Software implementation in this work makes extensive use of vector processing units, cache prefetching, branch prediction and compiler optimizations to achieve low latency. After the implementation, each component of the FEC chain performance of naive and optimized implementations are presented. At the end of encoding and decoding FEC chain chapters, overall latency of FEC chain is presented. Comparison between functional and optimized implementation is given to understand the importance of software optimizations. In decoding FEC chain chapter performance of implemented decoder is compared with state-of-the-art software decoder implementation\cite{lowLatencySWPolarDec}.

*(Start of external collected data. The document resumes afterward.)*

PR #698, opened 2019-04-07
Setup works for python 3.7

wiso:
Now the check is just for python >= 3.3, any new version will work

I haven't checked if there is anything that prevent python 3.7 to work

### DIFF
--- a/setup.py
+++ b/setup.py
@@ -138,9 +138,9 @@ class Environment():
         self.output.info("Installed Python: {0} {1}".format(self.py_version[0],
                                                             self.py_version[1]))
         if not (self.py_version[0].split(".")[0] == "3"
-                and self.py_version[0].split(".")[1] in ("3", "4", "5", "6")
+                and int(self.py_version[0].split('.')[1]) >= 3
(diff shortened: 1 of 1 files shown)


kvrooman:
You mentioned that you havent checked if Python 3.7 actually works...? Perhaps, you should do some testing before making any changes that could break people's installs?

wiso:
is there any specific unit test I can run?

I just tried train.py with default arguments and it works.

By the way: now the Docker image is broken, since it contains python 3.7

torzdf:
Keras does not 'officially' support Python 3.7. Whilst it does work, there is no guarantee that it will in the future until it is updates. For that reason, we pin faceswap at 3.6

wiso:
I see (strange...)

The point is that if you build the Docker image you get python 3.7 inside and so, with the present version of faceswap it doesn't work. So, if you don't want to fix this you have to fix the Dockerfile.

torzdf:
Unfortunately I don't use docker, but would welcome a PR that addresses this,

PR #701, opened 2019-04-08
Pegasus model plug-in rc1

andenixa:
added new `RealFace` training model (codenamed: Pegasus)
Input size: `64-128`
Output image size: `64x64` to `256x256`

### DIFF
--- a/plugins/train/_config.py
+++ b/plugins/train/_config.py
@@ -188,45 +188,48 @@ class Config(FaceswapConfig):
         self.add_item(
             section=section, title="coverage", datatype=float, default=62.5, rounding=1,
             min_max=(62.5, 100.0), info=COVERAGE_INFO)
-        
+
         # << PEGASUS MODEL OPTIONS >> #
         section = "model.realface"
         self.add_section(title=section,
-                         info="an extra detailed variant of Original utilizing the majority of suggestions by Bryanlyon,\n"
+                         info="an extra detailed variant of Original utilizing the majority of "
+                              "suggestions by Bryanlyon,\n"
                               "and is greatly inspired by VillainGuy's model.\n"
                               "This model doesn't provide a low_mem variant!\n"
-                              "Requires about 6GB-8GB of VRAM (batchsize 8-16)." + ADDITIONAL_INFO )
+                              "Requires about 6GB-8GB of VRAM (batchsize 8-16)." + ADDITIONAL_INFO)
         self.add_item(
             section=section, title="lowmem", datatype=bool, default=False,
-            info="The option is here for compatibility reasons. Has no real effect.")                   
+            info="The option is here for compatibility reasons. Has no real effect.")
         self.add_item(
             section=section, title="mask_type", datatype=str, default="dfl_full",
             choices=["none", "dfaker", "dfl_full"],
             info="The mask to be used for training. Select none to not use a mask")
         self.add_item(
             section=section, title="coverage", datatype=float, default=62.5, rounding=1,
-            info="The model is essentially created for 60-80% coverage as it follows Original paradigm.\n"
-                  "You may try higher values but good results are not guaranteed.",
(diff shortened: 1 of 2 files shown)


clouders1111:
I'm just interested to know how this training model compares to the others? how is it different?

andenixa:
> I'm just interested to know how this training model compares to the others? how is it different?
There is a link of a swap made with it at 128x128 resolution.
[RealFace "Pegasus" at 128x128](https://www.youtube.com/watch?v=PJwdtPy1c64&t=3s)
I'd say it somewhere in between `Unbalanced` and `Villian` detail's wise meaning it's pretty detailed.
It would be betteer if you'd just try it. It also supports variable resolutions from 128x to 256x (in steps of 64)

Kirin-kun:
> 
> 
> > I'm just interested to know how this training model compares to the others? how is it different?
> 
> There is a link of a swap made with it at 128x128 resolution.
> [RealFace "Pegasus" at 128x128](https://www.youtube.com/watch?v=PJwdtPy1c64&t=3s)
> I'd say it somewhere in between `Unbalanced` and `Villain` details-wise meaning it's pretty detailed.
> It would be better if you'd just try it. It also supports variable resolutions from `128x128` to `256x256` (in steps of 64)

What GPU did you use to get that result? What were the final losses? Either with unbalanced or villain, I never get that level of detail on the teeth and eyes.

Kirin-kun:
And villain has a nasty habit of changing the colors on the converted faces.

Kirin-kun:
Tried it with a GTX 1060 6Gb with "Memory Saving Gradient" and "Allow Growth", it doesn't even start. It crashes with OOM even with a batch size of 2. Either it doesn't support MSG, or it's really, really, memory hungry.

It actually started with ping pong and a batch size of 8, but I think the training will take a looong time.

gessyoo:
@Kirin-kun, the model is very memory hungry.  This was made with Pegasus rc1, https://youtu.be/C0nr0429Q2k, but I obviously don't have AnDenixa's level of skill.

andenixa:
@Kirin-kun Depending on the resolution I might require more memory. I suppose 64->128 should start with 6G which is the resolution I made my swap with. It has a slightly high `dense` size which could perhaps be lowered to 1024 in `config.ini`

Kirin-kun:
> @Kirin-kun Depending on the resolution I might require more memory. I suppose 64->128 should start with 6G which is the resolution I made my swap with. It has a slightly high `dense` size which could perhaps be lowered to 1024 in `config.ini`

With the defaults, this model requires more memory than villain and I couldn't start it with 6Gb. Only with ping-pong did it start, The model files are obviously bigger too.

Villain starts with a bs of 8 with 6Gb, no problem. 

The result is good, but as you said, it's less detailed than villain. It's difficult to judge, because the amount of iterations between the two and the losses, are not the same, so I can't definitely say that one is better than the other.

andenixa:
@Kirin-kun I confess it came out a little more power hungry than I anticipated. I was aiming at preserving fine details versus high memory optimizations. Saying that it's still much less demanding than `DFL` SAE and whatnot. If `villain` works for you that is probably what you should be using. 
I  plan on releasing `RealFace`'s close cousin FaceLight (codenamed: `Buttercup`) which has much tighter memory optimizations with arguably comparable level of details.

Enyakk:
Can the model still be commented on? I set up the model like this:
Input 96, Output 160, everything else default.

I noticed this results in Decoder B.h5 being 767MB, while encoder being 115MB. In other trainer models the encoder is typically much more complex than the decoder. Can you comment on why Realface is reversed in this fashion?

andenixa:
@Enyakk it's like you said `reversed` in a way. The above size are to be expected and it doesn't mean the model is lacking but simply of a different layout.
PS: I am not sure there is such thing as `typical` when i comes to `ae` we having models like `villian` which are anything but that.

PR #706, opened 2019-04-13
Force CPU training on Tensorflow-GPU

kvrooman:
Additional flexibility for Tensorflow-GPU by allowing a " force training on CPU option"

Simply set GPUs = 0 in training cli/GUI before training start or re-load. Can dynamically switch back and forth between GPU and CPU based on the flag in different training sessions.

Benefits
- easier debugging for CPU users
- Absolute last option to train very big models ( assuming RAM is bigger than VRAM )


torzdf:
I think my preference for this would be to make cpu an option for all workflows (extract, train, convert) and to set `os.environ["CUDA_VISIBLE_DEVICES`] =""`. I am happy to implement this if you don't want to,

kvrooman:
we can do both. hide the CUDA device in the environment and set the session parameters...ill have to call the same configure_session function in extract and convert 

there are some advantages to fine-tuning the CPU process thread variables to the Intel suggested optimized values so it would be good to keep the session config

kvrooman:
@torzdf Where were we with this CPU enabler? I recall some dicussion on preferences for where we configure TF sessions? Anyways, I've resolved the conflicts and ready to re-test this again

kvrooman:
left out to long and session architectures changes setup

torzdf:
I still want to implement this, or a version of.

kvrooman:
yes, me too. Easiest to incorporate into the session.py structure using config_proto now. The code moved on so much it made sense to shut this down. I'll swing back around to using the current struture in the to-do list

torzdf:
Yep, Currently only in Extract, but the class needs expanding and shipping across the code imho.

Things to bear in mind (for my reference as much as anything), There can only ever be one TF Session per process, so it is not possible to set up a config_proto for an aligner + detector in the same session. However, we should be able to leverage with K.tf.device() for this kind of use case

PR #2820, opened 2024-10-08
Update ChangeLog and ChangeSum for hillslopes-off-fsurdat (ctsm5.3.004)

samsrabin:
### Description of changes

Forgot to do this in #2434 before merging it. Once this PR is merged, I'll make the ctsm5.3.004 tag.

### DIFF
--- a/doc/ChangeLog
+++ b/doc/ChangeLog
@@ -1,4 +1,57 @@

\section*{Organization of the Thesis}
Having described the overall problem and relevant motivation, in Chapter 2 the necessary background to develop polar FEC chain is provided. Including the required mathematical understanding of polar codes and fundamentals of modern computer architecture. In Chapter 3, Necessary details about different physical channels which use polar codes are presented. In Chapter 4, details of the polar encoding FEC chain are presented. Each component is analyzed for latency contribution. Both algorithmic and software optimizations are employed. In the end, the latency of naive and optimized implementations are compared. In Chapter 5, the details of polar decoding FEC chain are presented. Operation of different components in the FEC chain is given in detail. Each operation is optimized by mapping them efficiently to specific instructions/processing units. Decoder algorithm optimizations are presented and compared with state of the art software decoder implementations. Finally, at end of Chapter 5, the latency of the optimized decoding FEC chain is compared with the naive implementation.